> (purple on black is really hard to read)
Noted, and agree (it looks like it has also already been clicked, which I dislike). I honestly I need to redo the themes.
> You say it runs "at reading speed". Have you benchmarked it?
At some point a few weeks ago, yes I think so, but I didn't write it down for some reason... so I'll have to find a time when it's not busy and do it again without a noisy system. Right now the system is noisy, but that said doing it like this:
llama-cli --model gemma-4-26B-A4B-it-Q8_0.gguf --model-draft gemma-4-26B-A4B-t-assistant-GGUF/wikitext-2-raw_ik-llama-mtp_drafter-conservative/gemma-4-26B-A4B-it-assistant-Q8_0.gguf --spec-type mtp --draft-max 3 --draft-p-min 0.0 --color -sm graph -smgs -sas -mea 256 --split-mode-f32 --temp 0.7 --cpu-moe -t 8 --flash-attn on --mla-use 3 --merge-up-gate-experts --special --mlock --run-time-repack --spec-autotune --no-kv-offload --parallel 8 --jinja -p "Why is the sky blue?" -n 128
Gives:
llama_print_timings: load time = 83911.65 ms
llama_print_timings: sample time = 26.99 ms / 128 runs ( 0.21 ms per token, 4742.15 tokens per second)
llama_print_timings: prompt eval time = 343.41 ms / 7 tokens ( 49.06 ms per token, 20.38 tokens per second)
llama_print_timings: eval time = 10639.36 ms / 127 runs ( 83.77 ms per token, 11.94 tokens per second)

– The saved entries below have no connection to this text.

PR #414, opened 2018-10-25
Auxiliary block store now uses correct transition object

### LINKED ISSUE #336: Transition objects should be merged
`OriginCore` and `AuxiliaryBlockStore` both use the same transition object. It should only be defined in a single place.

schemar:
The auxiliary transition object was not used anywhere in the code. It is
now used wherever we need the auxiliary transition object. Mostly the
auxiliary block store.

In order to be able to calculate the transition object and hash at an
auxiliary checkpoint, we need to know the origin dynasty and latest
finalized block hash. Those two fields are now tracked on the auxiliary
block store per reponted block by calling on the origin block store. The
address of the origin block store was added to the constructor.

To decide whether a vote is valid, the auxiliary block store now
verifies the given transition hash against the hash that it calculates
itself based on the data that is available  at the source checkpoint. To
do that, `isValidTransitionHash` has been made internal on the
`BlockStore` and is overridden by the `AuxiliaryBlockStore`.

Added `getHead()` and `getCurrentDynasty()` to the `BlockStoreInterface`
and `BlockStore` and `BlockStoreMock`. The auxiliary block store uses
these functions to get the latest observations of the origin block store
when it stores a block report.

I updated the auxiliary block store tests to check for the corret
transition hash. Furthermore I added the accumulated values to the
shared data object.

I added solidity tests for the `MetaBlock` library.

All core identifier types were changed to `bytes20` which is the current
implementation. Must be changed to `bytes32` across the whole project
coordinated.

I tried caching only the transition hash per reported block in the
auxiliary block store instead of all the individual data points like
accumulated gas and accumulated transaction root. It turned out
impossible to do, as the dynasty of a block can change when an earlier
block gets finalized. Thus, the transition hash cannot be cached at the
time of a block report.

Fixes #336

### DIFF
--- a/contracts/core/AuxiliaryBlockStore.sol
+++ b/contracts/core/AuxiliaryBlockStore.sol
@@ -15,6 +15,7 @@ pragma solidity ^0.4.23;
 // limitations under the License.
 
 import "../lib/Block.sol";
+import "../lib/MetaBlock.sol";
 import "../lib/SafeMath.sol";
 import "./BlockStore.sol";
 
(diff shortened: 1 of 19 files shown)


schemar:
>Variableshead and currentDynasty are already public.
>Now we have introduced getHead and getCurrentDynasty the variables can be private or internal.
Is there a "best practice" for this 🤔

deepesh-kn:
> > Variableshead and currentDynasty are already public.
> > Now we have introduced getHead and getCurrentDynasty the variables can be private or internal.
> 
> Is there a "best practice" for this 🤔

The compiler automatically creates getter functions for all public state variables. We already have `head` and `currentDynasty` functions.  With `getHead` and `getCurrentDynasty` we have multiple functions for same task. I am not sure if its best practice, but we followed this practice in past https://github.com/OpenSTFoundation/openst-payments/blob/master/contracts/Pricer.sol

schemar:
It potentially saves on the overall byte size of the compiled contract if it would actually add the public getters again even though they exist 🤔 
Will make them private 👍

llama_print_timings: total time = 11114.98 ms / 134 tokens
So 11.94 tokens per second while it's also playing binary cache and CI builder.When I do it properly, I'll add it to the blog as well!
And if you ever run out of things to do in your copious free time, it looks like that PR #1744 was merged without the has_target_ctx assert two days after you uploaded your drafter quants. So you can now redo all your quants and rerun all your benchmarks ;-).
I am pretty sure llamacpp have their own benchmarking binary that you can use.
20 tokens per second for eval time is the killer here. It means you can't use this to process any meaningful amount of text.
A GPU typically processes close to 1000 tokens/s during eval.
What's time to first token? Raw throughput is usually not the problem in local setups in my experience.